Municipal library along with a number of stores are said to have been litterally wiped out by the explosions,including a popular bar that was apparently full of people at the time.No official report yet as fire is still raging.


----------



## Brakeman Jake (Mar 8, 2009)

An update on this news...
It is confirmed by a company official that the train was remotely controlled,so no operateor was on board the train at the time.It seems that it is a normal way to do in this specific situation...weird at least.
According to news people,a cafe was crowded at the time.Also,there were residents living on second floors of the destroyed stores,who were likely in bed,so heavy casualty count is to be expected.
Apparently,according to witnesses,the train was going much faster than the 10 PMH limit of this part of the track.It is also said that the track was very poorly maintained in this area.A major inquiry will likely follow,I guess...


----------



## Carl (Feb 19, 2012)

News coverage showed the very large area that was damaged or totally destroyed.
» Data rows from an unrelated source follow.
PR #1401, opened 2026-09-17
fix(ai): preserve cancelled and denied tool outcomes

### LINKED ISSUE #1386: Cancelled/denied tool calls are indistinguishable from genuine failures
### TanStack AI version

@tanstack/ai v0.54.0 (also v0.53.0)

### Framework/Library version

Framework-agnostic (plain Node.js)

A cancelled or user-denied tool call is emitted with the same shape as a genuine failure, so a consumer can't tell them apart. Both produce `state: 'output-error'` + `{ error: <hardcoded string> }` (`packages/ai/src/activities/chat/tools/tool-calls.ts`):

- Cancel (`:807-813`): `{ error: 'Tool execution cancelled' }`
- Deny (`:912-923`, `:1001-1009`, via `deniedApprovalResult` `:486-490`): `{ error: 'User declined tool execution' }`

That is identical to real failures — unknown tool (`:787`), arg-parse (`:826`), validation (`:848`). The only discriminator is the hardcoded English string; there's no distinct state, since `ToolResultState` is `'streaming' | 'complete' | 'error'` (`types.ts:76`).

The framework *does* know the outcome structurally — the `InterruptStore` record's status is `'cancelled'` — but that's discarded when the `TOOL_CALL_RESULT` is built, and only `{ error: <string> }` survives into the persisted `ModelMessage` a UI re-hydrates from. So after reload, matching that localizable string is the only option left.

Runnable repro (no API key) + verified output are in the linked sandbox: an approval-deny and a genuine `execute()` throw come back byte-identical except for the error string.

Expected: a structured, persistable signal for "user cancelled/declined", distinct from a failure — a terminal state, a discriminator on the result, or (minimally) exported constants for the two strings. Ideally carry through the outcome the `InterruptStore` already records.

https://stackblitz.com/github/oztune/tanstack-ai-cancel-repro

_No response_

_No response_

### Terms & Code of Conduct

mikemikimike:
Fixes #1386

Cancelled and denied tool results now keep structured outcomes across tool execution, streaming, persistence, and UI restoration. Consumers can distinguish a user decision from an ordinary tool execution failure without matching error text.

## Changes

- Preserve explicit `cancelled` and `denied` outcomes across tool execution, streaming, persistence, and UI restoration.
- Replace an existing denied tool result by `toolCallId` during resume instead of appending a duplicate result.
- Ignore lifecycle-looking fields in arbitrary tool output content. Restore outcomes only from namespaced metadata.
- Add regression coverage for denied-result replacement and ordinary output containing `{"outcome":"cancelled"}`.

## Checklist

- [x] I tested the code changes locally with focused package tests, type checks, lint, formatting, and documentation link checks.
- [x] Docs: I updated `docs/` for this user-facing change.
- [x] Changeset: I added a changeset for the published package.

## Release Impact

## Root cause

**Issue.** Approval denial and cancellation reached clients as generic tool errors, so callers could not distinguish a user decision from an execution failure.

**Cause.** Tool execution produced only the output error state. Resume, stream, and message conversion paths did not carry a structured outcome through all representations.

**Fix.** Add `ToolResultOutcome`, carry it in TanStack metadata, restore it on UI parts, and replace denied resume results by `toolCallId`.

## Possible alternatives

- **Match error text.** Callers can inspect fixed error strings, but text is not a stable lifecycle contract.
- **Add separate result states.** New states would distinguish outcomes, but would break the existing error-state compatibility contract.

### Commands

- `pnpm run test:ci` passed for the initial implementation.
- Focused Vitest run: 4 files, 434 tests passed.
- `tsc`, `oxlint`, `oxfmt --check`, `git diff --check`, and documentation link verification passed. Oxlint reported existing warnings only.
- Agent-written repro failed on clean `main` because the outcome was undefined, then passed on this branch with `denied outcome preserved`.

### Manual test

1. Start a chat with a tool that requires approval.
2. Deny the tool call.
3. Read the `tool-result` part and confirm that `state` is `error` and `outcome` is `denied`.
4. Cancel an approval request and confirm that `outcome` is `cancelled`.

### Testing artifacts

The branch includes unit tests for execution, message conversion, stream processing, and denied-result replacement. It also includes interrupt E2E coverage.

## Risk / rollback

Risk is low. The existing error state and wire format remain unchanged. Revert this PR to restore the previous behavior.

## Public API change

**Before**

```ts
const denied = message.parts.some(
  (part) => part.type === 'tool-result' && part.state === 'error',
)
```

**After**

```ts
const denied = message.parts.some(
  (part) => part.type === 'tool-result' && part.outcome === 'denied',
)
```

## Summary by CodeRabbit

* **New Features**
  * Tool results now preserve whether execution was **denied** or **cancelled** across approval, interruption, streaming, and AG-UI flows.
  * Chat interfaces display denied and cancelled results as error outcomes with appropriate status details.
  * Added public types and validation for tool-result outcomes.

* **Bug Fixes**
  * Prevented denied tools from re-executing or being duplicated in conversation history.
  * Preserved structured outcomes during message conversion and persistence.

* **Documentation**
  * Updated tool approval guidance to explain denied and cancelled results and outcome handling.


tombeckenham (changes requested):
Thanks for this. The approach is right: the outcome travels in `metadata.tanstack` and is never inferred from content, and replacing the denial message in place avoids duplicate tool results. A few things need to change before merge.

## Must fix

**1. A middleware `toolResume: 'cancel'` now turns a user's denial into "cancelled".**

There were reports of a heavily populated tavern or bar that was near ground zero.....they have no idea what may have happened to those folks . The crude oil was reported to contain high levels of the light ends of petroleum, thus the rail cars exploding and extremely high levels so heat, such that fire fighters have had to sand back somewhat until the fire cools.

What a sad event and my prayers go out to all effected.


----------



## kix662003 (Mar 8, 2013)

Wow. Terrible fire and loss of life! Surprised that the train was "remotely controlled" with no one on board. It's against the law where I live to leave almost anything with an engine running with no operator is at the controls, even big rigs and equipment in winter months. My thoughts and prayers are with the injured and families of the deceased. I imagine some "normal" ways of doing things are going to change.


----------



## Brakeman Jake (Mar 8, 2009)

As usual with such tragic events,information is not necessarily revealed to the public right away.However,what seems that happened as infos are revealed is that the train wasn't remotely controlled as was said before.
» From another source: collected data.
PR #1419, opened 2026-09-18
feat: add decide() and TypeSafe Jev adapters

AlemTuzlak:
You can now ask typed questions about shared state and branch on the answers in ordinary TypeScript.

Call `await decide({ adapter, state, questions })`. Each answer carries a value, a probability, and (for choice and score) a confidence number. Jev is the first evaluate model. It runs on TypeSafe, OpenRouter, Vercel AI Gateway, and Cloudflare.

## 🎯 Changes

A new `evaluate` activity in `@tanstack/ai`, a new `@tanstack/ai-typesafe` package, and Jev evaluate adapters on the three gateways.

`decide()` takes the adapter in the same call as the state and the questions, which matches `rerank()`. Questions come from `choice()`, `score()`, and `boolean()`. Answers sit on the result. Usage sits on `result.meta`.

The four adapter factories are `typesafeDecider`, `openRouterDecider`, `vercelGatewayDecider`, and `cloudflareDecider`. Each one has a `create*` variant that takes an explicit API key.

Docs: an evaluate guide, a TypeSafe adapter page, a tutorial, and an API reference update. The example app is `examples/react/evaluate`.

## ✅ Checklist

## 🚀 Release Impact

### Commands run

1. `pnpm test:pr` — passed. All targets green across 96 projects.
2. `pnpm --filter @tanstack/ai-e2e test:e2e` — passed. 703 tests passed, 14 skipped.
3. `nx run evaluate:test:types --skip-nx-cache` — passed. The example app is outside `test:pr`.
4. Live run on Vercel AI Gateway in the example app: queue `billing` p=1.00, urgency `high` score=2.00, refund `true` p=0.99, model `typesafe-ai/jev`.
5. Live run on OpenRouter in the example app: the same three answers, model `typesafe/jev-1.13-20260917`.

The two live runs happened before the adapter rename. The rename is identifier-only, and unit tests plus the typecheck cover it.

### Manual test

1. Copy `examples/react/evaluate/.env.example` to `examples/react/evaluate/.env.local`.
2. Set `OPENROUTER_API_KEY`, or another key that the file lists.
3. Run `pnpm --filter evaluate dev`.
4. Open http://localhost:3100/.
5. Pick the matching provider, paste a support ticket, then click Submit.

The panel shows the queue, the urgency, the refund answer, and the Jev model id.

Every adapter has unit tests that mock `fetch`. The example app runs a live `decide()` call against any of the four providers from one provider picker.

## Risk / rollback

Low risk. The evaluate activity is new code behind new exports. The chat, rerank, and embed paths do not change. To undo, revert the PR.

## Public API change

**Before**

```ts
// no evaluate activity
```

**After**

```ts
import { decide, choice, score, boolean } from '@tanstack/ai'
import { typesafeDecider } from '@tanstack/ai-typesafe'

const result = await decide({
  adapter: typesafeDecider('jev-latest'),
  state: ticket,
  questions: {
    queue: choice({
      instructions: 'Which team should handle this ticket?',
      options: { billing: 'Payments', tech: 'Bugs', sales: 'Pricing' },
    }),
    urgency: score({
      instructions: 'How urgent is this ticket?',
      levels: ['low', 'medium', 'high'],
    }),
    refund: boolean({
      instructions: 'Is the customer asking for a refund?',
    }),
  },
})

result.queue.value
result.queue.probability
result.meta.usage
```

## Summary by CodeRabbit

- **New Features**
  - Added typed evaluation through the direct `decide()` API.
  - Added `choice()`, `score()`, and `boolean()` question helpers with typed answers, confidence, probabilities, scores, and usage metadata.
  - Added evaluation support for TypeSafe, OpenRouter, Vercel AI Gateway, and Cloudflare.
  - Added a support-ticket evaluation example with provider selection.

- **Documentation**
  - Added evaluation guides, tutorials, adapter references, and API documentation.

- **Observability**
  - Added evaluation events and OpenTelemetry activity reporting.


tombeckenham (commented):
Review of the evaluator activity and the four Jev adapters. I'm leaving comments only, not requesting changes. Several review passes (code, silent failures, tests, types, docs, simplification) ran over the diff, and I checked the top findings against the code.

**Looks good**
- Middleware order, abort/error classification and devtools events match `rerank`.
- The value unions inferred from `const` option keys are a real type-safety gain.
- Dependency ranges, the README banner, the `docs/config.json` dates and the model ids all follow repo rules.
- API keys stay on the server in the example.

**Main themes (details inline)**
1. **Bad provider answers aren't caught.** The core never checks answer fields, Cloudflare casts the response unchecked, and Vercel makes up `confidence: 0` / `{}`. A malformed answer becomes a typed value the caller branches on. One set of checks in `mapWireAnswer` would cover every adapter.
2. **Proxy / transport options.** OpenRouter ignores `baseURL`. Vercel silently falls back to the public gateway on an invalid `baseURL` and drops path prefixes. TypeSafe's `timeout` does nothing.
3. **Docs.** The tutorial has `as` casts and a route file that isn't a Start server route. The "every adapter takes `baseURL`" claim is false for OpenRouter.

**Not inline**
- **No E2E test.** Nothing in `testing/e2e/` changed. TypeSafe and Vercel take a `baseURL`, so an aimock `mount()` fixture could cover them today. If E2E is skipped on purpose, a note in the PR body would help.
- **Tests replace the global `fetch`.** The TypeSafe, OpenRouter and Vercel adapter tests use `vi.stubGlobal('fetch')`. TypeSafe already has a `fetch` option.
- **Error paths untested.** Nothing covers a wire-type mismatch, a missing answer key or a missing probability (`index.ts:233, 297-339`). Nothing checks that `abortSignal` reaches `fetch`.
- **Agent skill.** `packages/ai/skills/ai-core` isn't updated for `evaluator()`.
- **"raw fraction" wording.** `score` is described as a "raw fraction" in `adapter.ts:84`, `index.ts:75`, and `evaluate.md:190` and `:266`. It's a fractional level index (0 to levels - 1).
- **Smaller items**
  - `evaluate.md:276` leaves out the `start` hook.
  - `evaluate.md:477-479` repeats "add a key for the adapter you pick".
  - The TypeSafe README sample uses `ticket` without defining it.
- **Simplification.** The same `!response.ok` block appears in 3 adapters, the same record guards in 3, and a usage mapper in 4. A shared `postJson`/response parser in `adapter-internals` would cut roughly 100 lines.

packages/ai/src/activities/evaluate/index.ts
```diff
@@ -0,0 +1,640 @@
...
+  if (keys.length === 0) {
+    throw new Error('decide() requires at least one question')
+  }
+  if (Object.hasOwn(questions, RESERVED_QUESTION_KEY)) {
+    throw new Error('decide() reserves the question key "meta"')
+  }
+  return keys
+}
+
+function mapChoiceAnswer(wire: WireChoiceAnswer, key: string) {
```
tombeckenham, line 232: **Provider answers are never checked here.** Every adapter routes through this code, so one set of checks here covers all four.

- `mapChoiceAnswer` never checks that `wire.choice` is one of `question.criteria`'s keys. `.value` is typed as the option union but can be any string, so `switch` exhaustiveness in user code is a lie.
- `confidence` is never checked (it can be `undefined`), and `score` is never checked with `Number.isFinite`.

Suggest: `Object.hasOwn(question.criteria, wire.choice)`, `typeof confidence === 'number'`, and `Number.isFinite(score)`, all throwing with the question key. OpenRouter's `isWireAnswer` could move here, and the per-adapter copies could be deleted.

packages/ai/src/activities/evaluate/index.ts
```diff
@@ -0,0 +1,640 @@
...
+    value,
+    probability,
+    confidence: wire.confidence,
+    score: wire.score,
+    legend: wire.legend,
+    probabilities: wire.probabilities,
+  }
+}
+
+function mapBooleanAnswer(wire: WireNoulAnswer) {
```
tombeckenham, line 286: If `noul` is missing, `undefined >= 0.5` is `false`, so the caller gets a confident "no" with `probability: undefined`. Suggest throwing when `!Number.isFinite(wire.noul)`.

packages/ai/src/activities/evaluate/index.ts
```diff
@@ -0,0 +1,640 @@
...
+  }
+}
+
+function mapScoreAnswer(
+  question: WireScoreQuestion,
+  wire: WireScoreAnswer,
+  key: string,
+) {
+  const levels = question.criteria
+  if (levels.length < 2) {
```
tombeckenham, line 254: This levels check runs after the provider call, so it fails after the request has already been paid for. `decide` accepts hand-built `WireQuestion`s, not just `score()` output. Suggest moving it into `assertQuestions` (line 221), together with a check that choice questions have at least one option (`choice({ options: {} })` gives `ChoiceAnswer<never>`).

packages/ai/src/activities/evaluate/index.ts
```diff
@@ -0,0 +1,640 @@
...
+>(config: EvaluatorConfig<TAdapter>) {
+  /**
+   * Ask typed questions about `state`. This is the network call.
+   *
+   * Pass questions built with `choice`, `score`, and `boolean`. The question
+   * key `meta` is reserved. Throws if `questions` is empty or uses that key.
+   *
+   * Per-call `debug` and `middleware` replace the values from `evaluator()`.
+   */
+  async function decide<TQuestions extends Record<string, WireQuestion>>(
```
tombeckenham, line 522: `decide` has no return annotation, so the exported `EvaluateResult` can drift from what it actually returns. Suggest annotating `Promise<EvaluateResult<TQuestions>>`.

`meta` could also be blocked at compile time with `questions: TQuestions & { meta?: never }`, not only at runtime.

packages/ai/src/activities/evaluate/index.ts
```diff
@@ -0,0 +1,640 @@
...
+    })
+
+    logger.request(`activity=evaluate provider=${adapter.name}`, {
+      provider: adapter.name,
+      model,
+      questionCount: keys.length,
+    })
+
+    try {
+      const result = await adapter.evaluate({
```
tombeckenham, line 561: Unlike summarize and the media activities, this doesn't wrap the call in `raceWithAbort(..., abortSignal)`. The Cloudflare binding path (`utils/run.ts`) never forwards `signal`, so aborting a binding-backed `decide()` does nothing.

Also nit: there's no `evaluate:request:error` devtools event (embedding has `embedding:request:error`), and `runGenerationStart` (line 544) runs outside the `try`.

packages/ai/src/activities/evaluate/index.ts
```diff
@@ -0,0 +1,640 @@
...
+
+// ===========================
+// Helper Functions
+// ===========================
+
+function createId(prefix: string): string {
+  return `${prefix}-${Date.now()}-${Math.random().toString(36).slice(2, 9)}`
+}
+
+function isAbortError(error: unknown, signal?: AbortSignal): boolean {
```
tombeckenham, line 205: Nit: this is a copy of `isAbortError` in `rerank/index.ts:102`. It could move into `error-payload.ts` next to `isAbortShapedError`. The comment also names the OpenRouter SDK's `RequestAbortedError`, but these adapters use plain `fetch`.

packages/ai/src/activities/evaluate/adapter.ts
```diff
@@ -0,0 +1,212 @@
...
+  readonly kind = 'evaluate' as const
+  abstract readonly name: string
+  readonly model: TModel
+
+  // Type-only property - never assigned at runtime
+  declare '~types': {
+    providerOptions: TProviderOptions
+  }
+
+  protected config: EvaluateAdapterConfig
```
tombeckenham, line 198: Nit: `config`, `EvaluateAdapterConfig` (L7-12) and `generateId` (L209) aren't used. All four adapters call `super({}, model)`. The constructor could take only `model`.

packages/ai-cloudflare/src/adapters/evaluate.ts
```diff
@@ -0,0 +1,97 @@
...
+      logger.request(`activity=evaluate provider=${this.name} model=${model}`, {
+        provider: this.name,
+        model,
+      })
+      const output = (await runModel(
+        this.cfConfig,
+        model,
+        { state, questions },
+        { signal: abortSignal },
+      )) as CloudflareEvaluateOutput
```
tombeckenham, line 49: **This casts the output with no check.** If `usage` is missing, you get an unclear `Cannot read properties of undefined (reading 'input_tokens')`. If the usage fields are missing, token counts are `NaN`. On REST, a response that isn't JSON comes back from `runModel` as a `Uint8Array`, and the cast lets it through.

Suggest a shape guard, like TypeSafe's `isTypesafeEvaluateResponse`. TypeSafe, Cloudflare and OpenRouter all parse the same `{ model, answers, usage }` envelope, so one shared parser in `adapter-internals` would cover all three.

packages/ai-openrouter/src/adapters/evaluate.ts
```diff
@@ -0,0 +1,232 @@
...
+import { buildHeaders, getOpenRouterApiKeyFromEnv } from '../utils'
+import type { EvaluateOptions, WireAnswer } from '@tanstack/ai/adapters'
+import type { OpenRouterClientConfig } from '../utils/client'
+import type {
+  OpenRouterEvaluateModel,
+  OpenRouterEvaluateProviderOptions,
+} from '../evaluate/evaluate-provider-options'
+
+/** OpenRouter Decisions API. Jev is not chat completions. */
+const OPENROUTER_DECISIONS_URL = 'https://openrouter.ai/api/alpha/decisions'
```
tombeckenham, line 13: **`baseURL` is ignored.** `OpenRouterClientConfig.baseURL` is accepted and then dropped, so a user routing through a proxy sends their key directly to openrouter.ai. The image and video adapters pass `baseURL` through as `serverURL`.

Suggest resolving it next to the `/v1` root: `new URL('../alpha/decisions', \`${baseURL ?? 'https://openrouter.ai/api/v1'}/\`)`. That also keeps a proxy's path prefix, and it would let an aimock E2E test hit this adapter.

`docs/adapters/typesafe.md:118` says `baseURL`/`defaultHeaders` work "on every TanStack AI adapter", which is false here.

packages/ai-openrouter/src/adapters/evaluate.ts
```diff
@@ -0,0 +1,232 @@
...
+    const { model, state, questions, abortSignal, logger } = options
+    const questionKeys = Object.keys(questions)
+
+    logger.request(
+      `activity=evaluate provider=${this.name} model=${model} questions=${questionKeys.length}`,
+      { provider: this.name, model },
+    )
+
+    try {
+      const response = await fetch(OPENROUTER_DECISIONS_URL, {
```
tombeckenham, line 139: There's no `fetch` seam, so the tests have to use `vi.stubGlobal('fetch')`. An optional `fetch?: typeof fetch` on `OpenRouterEvaluateConfig` would let the tests inject it, like Cloudflare's test does.

packages/ai-vercel-gateway/src/adapters/evaluate.ts
```diff
@@ -0,0 +1,382 @@
...
+  for (const key of keys) {
+    const value = defaultHeaders[key]
+    if (typeof value === 'string') headers[key] = value
+  }
+  return headers
+}
+
+function resolveEvaluateUrl(baseURL: string | null | undefined) {
+  if (!baseURL) return DEFAULT_EVALUATE_URL
+  try {
```
tombeckenham, line 93: **A bad `baseURL` silently falls back to the public gateway.** If `new URL(baseURL)` throws, the catch returns `DEFAULT_EVALUATE_URL`, so a mistyped proxy URL sends the user's key to ai-gateway.vercel.sh. `.origin` also drops any path prefix, so `https://proxy.example.com/vercel/v1` becomes `https://proxy.example.com/v4/ai/evaluation-model`.

Suggest letting the invalid URL throw, and resolving relative to the base: `new URL('../v4/ai/evaluation-model', \`${baseURL}/\`)`.

packages/ai-vercel-gateway/src/adapters/evaluate.ts
```diff
@@ -0,0 +1,382 @@
...
+
+function confidenceFor(
+  key: string,
+  answer: Record<string, unknown>,
+  byKey: Record<string, number>,
+) {
+  if (typeof answer.confidence === 'number') return answer.confidence
+  const fromMeta = byKey[key]
+  if (typeof fromMeta === 'number') return fromMeta
+  return 0
```
tombeckenham, line 179: This makes up a `confidence: 0` when neither the answer nor `providerMetadata` has one. Missing `probabilities` also become `{}` (L198, L214), and the core then throws "missing probability for choice", which blames the wrong layer.

Per the AI SDK's `GatewayEvaluationModel` schema, `probabilities` is optional and there's no `confidence` or `legend` on the answer. So either throw a clear Vercel-specific error here, or make `confidence` optional on the public types. A made-up 0 looks like a real, very low confidence.

packages/ai-vercel-gateway/src/adapters/evaluate.ts
```diff
@@ -0,0 +1,382 @@
...
+  const keys = Object.keys(questions)
+  for (const key of keys) {
+    const question = questions[key]
+    if (question === undefined) continue
+    mapped[key] = toGatewayQuestion(question)
+  }
+  return mapped
+}
+
+function readCount(candidates: Array<unknown>) {
```
tombeckenham, line 132: Nit: `readCount` reads four spellings of each usage field. The gateway schema only has `inputTokens`/`outputTokens`. Also, `VercelGatewayEvaluateConfig` extends OpenAI `ClientOptions`, so `fetch` and `timeout` type-check but are ignored (L260-266, L281 uses global `fetch`).

packages/ai-typesafe/src/utils/client.ts
```diff
@@ -0,0 +1,62 @@
...
+  /**
+   * Headers sent with every request. Same option name as the other adapters.
+   * Wins over `headers` when both are set.
+   */
+  defaultHeaders?: Record<string, string>
+
+  /** Alias of `defaultHeaders`. */
+  headers?: Record<string, string>
+
+  /** Request timeout in milliseconds (default: 30_000). */
```
tombeckenham, line 30: **`timeout` is documented ("default: 30_000") but nothing reads it**, so requests can hang forever. It's also listed in `docs/adapters/typesafe.md:147`. Either implement it (`combineAbortSignals` / `AbortSignal.timeout`) or delete the option and the doc line.

Nit: the `baseUrl` and `headers` aliases (L18-28) add precedence rules for no clear gain.

packages/ai-typesafe/src/adapters/evaluate.ts
```diff
@@ -0,0 +1,169 @@
...
+    })
+
+    let response: Response
+    try {
+      response = await fetchFn(`${this.baseUrl}/v1/systemone`, {
+        method: 'POST',
+        headers: {
+          Authorization: `Bearer ${this.apiKey}`,
+          'Content-Type': 'application/json',
+          ...this.headers,
```
tombeckenham, line 84: `...this.headers` is spread after `Authorization`, so a `defaultHeaders` entry silently replaces the auth header. Vercel spreads its extra headers first. Suggest matching that.

packages/ai-typesafe/src/adapters/evaluate.ts
```diff
@@ -0,0 +1,169 @@
...
+        }`,
+      )
+      logger.errors(`${this.name}.evaluate fatal`, {
+        error,
+        source: `${this.name}.evaluate`,
+      })
+      throw error
+    }
+
+    const json: unknown = await response.json()
```
tombeckenham, line 111: `response.json()` and the shape-check throw are outside the `try`, so these failures skip `logger.errors`. That breaks the contract in `adapter.ts:118-121`. OpenRouter and Vercel wrap the whole body. (`decide()` already logs every adapter throw, so the per-adapter try/catch-log blocks could arguably all go.)

docs/tutorials/evaluate.md
```diff
@@ -0,0 +1,146 @@
...
+  subject: string
+  body: string
+}
+
+const ticketEval = evaluator({
+  adapter: typesafeEvaluator('jev-latest'),
+})
+
+export async function POST(request: Request) {
+  const body = (await request.json()) as { ticket: Ticket }
```
tombeckenham, line 61: CLAUDE.md docs rule: no `as` casts in doc samples. This line and L107 (`res.json() as Promise<...>`) both use one. `docs/evaluate/evaluate.md:311-319` already narrows the input properly.

docs/tutorials/evaluate.md
```diff
@@ -0,0 +1,146 @@
...
+type Ticket = {
+  subject: string
+  body: string
+}
+
+const ticketEval = evaluator({
+  adapter: typesafeEvaluator('jev-latest'),
+})
+
+export async function POST(request: Request) {
```
tombeckenham, line 60: A bare `export async function POST` in `src/routes/api.evaluate.ts` isn't a TanStack Start server route. It needs `createFileRoute(...)({ server: { handlers: { POST } } })`, the same as `docs/evaluate/evaluate.md:307`.

examples/react/evaluate/src/lib/server-functions.ts
```diff
@@ -0,0 +1,94 @@
...
+          questions,
+        })
+      case 'vercel':
+        return await evaluator({
+          adapter: vercelGatewayEvaluator('typesafe-ai/jev'),
+        }).decide({
+          state: ticket,
+          questions,
+        })
+      case 'cloudflare':
```
tombeckenham, line 80: `const res` is declared in a `case` with no braces, which is a `no-case-declarations` lint risk. `return await ...` directly, like the other cases.

examples/react/evaluate/src/components/EvaluatePanel.tsx
```diff
@@ -0,0 +1,163 @@
...
+      </div>
+
+      {error !== null && (
+        <div className="flex gap-3 rounded-xl border border-red-800 bg-red-950/50 p-4 text-red-200">
+          <TriangleAlert className="w-5 h-5 shrink-0 mt-0.5" />
+          <div>
+            <p className="font-medium">Evaluate failed</p>
+            <p className="text-sm text-red-300/90 mt-1">{error}</p>
+            <p className="text-sm text-red-300/70 mt-2">
+              Set <code className="font-mono">{envVarsLabel(provider)}</code> in{' '}
```
tombeckenham, line 114: The "Set <env vars> in .env and restart" hint shows for every error, including 5xx, shape errors, aborts and network failures. Suggest showing it only when the message matches the missing-key error from `getApiKeyFromEnv`.

.changeset/evaluate-typesafe.md
```diff
@@ -0,0 +1,19 @@
+---
```
tombeckenham, line 1: `@tanstack/ai-event-client` is missing from this changeset. It's published and gains three evaluate events. Also, "Answers sit on the result (value, probability, confidence)" isn't true for `boolean`, which has no `confidence`.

The truth,if it is,has a logic though there's a good part of mistery behind it.It's been reported that the locomotive (or one of them) has had a fire on board (fuel line rupture) two hours earlier eleven kms. away that was put out quickly and that the train was left there then,awaiting for a new crew.

It's also been reported that the leaving crew had made sure that the train was safe (brakes applied,etc) before leaving wich raises the big question...what really happened afterwards?
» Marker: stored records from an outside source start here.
PR #2, opened 2016-02-05
General cleanup

bonpixel:
Fixing a few things and adding a shrinkwrap since the new less version makes everything wonky. For now were are locking at 2.5.3 until we can sort it all out.


agats:
:+1:
Good idea with the shrink wrap. Also, out of curiosity did the `npm shrinkwrap` automatically alphabatize the json?

bonpixel:
:confused:  Huh, I didn't notice that until you pointed it out. I'm not sure but that seems like a good guess.

codetothepoint:
I remember having issues without shrinkwrap alphabetization in the past.  A lack of alphabetization caused severe merge conflicts.

codetothepoint:
But, ya - go for it!  Merge away!

robatron:
FEBS has a shrinkwrap stabilizer, `febs-shrinkwrap`, to address that issue.

codetothepoint:
What does this Outlander know of FEBS....?  ;-)

PR #7, opened 2016-02-08
Large amounts of whitespace in code blocks

mhewson:
The current version of rouge/liquid seems to add more whitespace to code blocks that is waned - 
[issue 216](https://github.com/Shopify/liquid/issues/216), for now reformatting the code samples to eliminate as much as possible


codetothepoint:
These changes look good.  It looks like our friends at Shopify are working to correct this.  Merge away!

PR #8, opened 2016-02-08
Large amounts of whitespace in list-group code blocks

mhewson:
The current version of rouge/liquid seems to add more whitespace to code blocks that is waned - 
issue 216, for now reformatting the code samples to eliminate as much as possible

### DIFF
--- a/_includes/collections/list-groups/css-list-group.html
+++ b/_includes/collections/list-groups/css-list-group.html
@@ -6,9 +6,9 @@
   <div class="well" data-example-id="simple-list-group">
   {% include /markup-templates/list-group/list-group.html%}
   </div>
-  {% highlight html %}
-  {% include /markup-templates/list-group/list-group.html param="default"%}
-  {% endhighlight %}
+{% highlight html %}
+{% include /markup-templates/list-group/list-group.html param="default"%}
+{% endhighlight %}
 
   <h3 id="list-group-sort" class="status status-warning">Sorting example</h3>
   <p>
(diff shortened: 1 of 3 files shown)


agats:
:+1:

robatron:
I don't think it's a good idea to change source code formatting for the sake of generated code, if that's the intention of this PR. Source code is for humans, generated code is for machines.

mhewson:
Unfortunately, this impacts the display of documentation. The  
{% highlight html %}
{% endhighlight %}
code blocks on some examples, add so much whitespace above, below and to the left of the code snippet that the page looks broken.  

see http://rei.github.io/rei-cedar/modules/tabs/ as a good example

robatron:
Gotcha, that's too bad. Templating languages are frustrating sometimes. Maybe rewrite everything in FreeMarker? ;)

mhewson:
Ha! yes

codetothepoint:
I tend to agree with Rob here.  Minor clean up is one thing, but our source should be as readable as possible.  We may want to wait for the fix to come from Liquid.

But, ya!  If only Freemarker was the universal language of templating...

wjramos:
It's been an open issue for 2.5 years -- @codetothepoint do you think it's going to be something to wait for?

robatron:
This PR fixes the rendering issue, workaround or not. No need to wait.

wjramos:
+1

mhewson:
The problem is that this solution would have us alter each code highlight example, seems like we should be able to do something like [ remove the whitespaces after all pages have been compiled](http://stackoverflow.com/questions/20314234/how-can-i-keep-jekyll-from-adding-whitespace-in-highlight)

robatron:
:+1: 

The [Python script solution](http://stackoverflow.com/a/20532291) would be simple to write in Node, which you could call after the docs are generated.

One true fact is that there's an important climb between where the train was left (Nante) and Lac-Megantic (up to 8% on one spot) so that explains the train's high speed wich some witnesses estimate at 60 MPH,way over the 10 MPH limit in this area.

Were the brakes defective?Could they release by themselves?Had the on board fire anything to do with this?Or did someone climb into the unoccupied train and played with the controls?All theorys right now and it probably will be months before the real truth is known.

Authorities don't report any but one casualty so far as there's no way to know was or wasn't there but many of the residents interviewed said they expect a high count as over fifty people are still not accounted for.


----------



## MacDaddy55 (Aug 19, 2008)

*Tragic!!*

New York Times reported obsolete Tank cars that should have been replaced 20yrs ago, the new way of transporting oil from Western US to refinery destinations, Big money involved in this type of transport as it is enviormentally cheaper means....and the tragic loss of life...WOW!! Those people asleep in their apartments,people in the tavern/cafe, gone in a flash...again tragic...and someones gonna pay!!


----------



## Brakeman Jake (Mar 8, 2009)

Confirmed facts...
-There were five locos heading this freight,72 tankers in tow with 42 involved in the derailment.
-Train had been stopped eleven kms. earlier (in Nante,Que.) due to an on-board fire in one of the engines.
-Nante's firemen confirm they've been called at 11:30PM.Intervention took 45 min.They also confirm that they had to shut the engine off to extinguish the fire,wich was caused by a fuel line rupture.And lastly,they reported leaving the area after MMA employees had told them everything was under control.They have no idea what happened after.
-For an unknown reason yet,the train started moving by itself (seemingly not powered and obviously with no one aboard) and proceeded towards Lac-Megantic at a constantly increasing speed as this area is a constant downhill.
-Trackage in Lac-Megantic area is speed restricted (10 PMH) because of its poor condition.Witnesses say they feel the train was well over this speed,likely 60 MPH.

Rumors...
-MMA's equipment in poor condition throughout.
-Five bodies found so far,estimation around forty still missing.Officials say that fire was so hot that many bodies probably are probably totally consumed.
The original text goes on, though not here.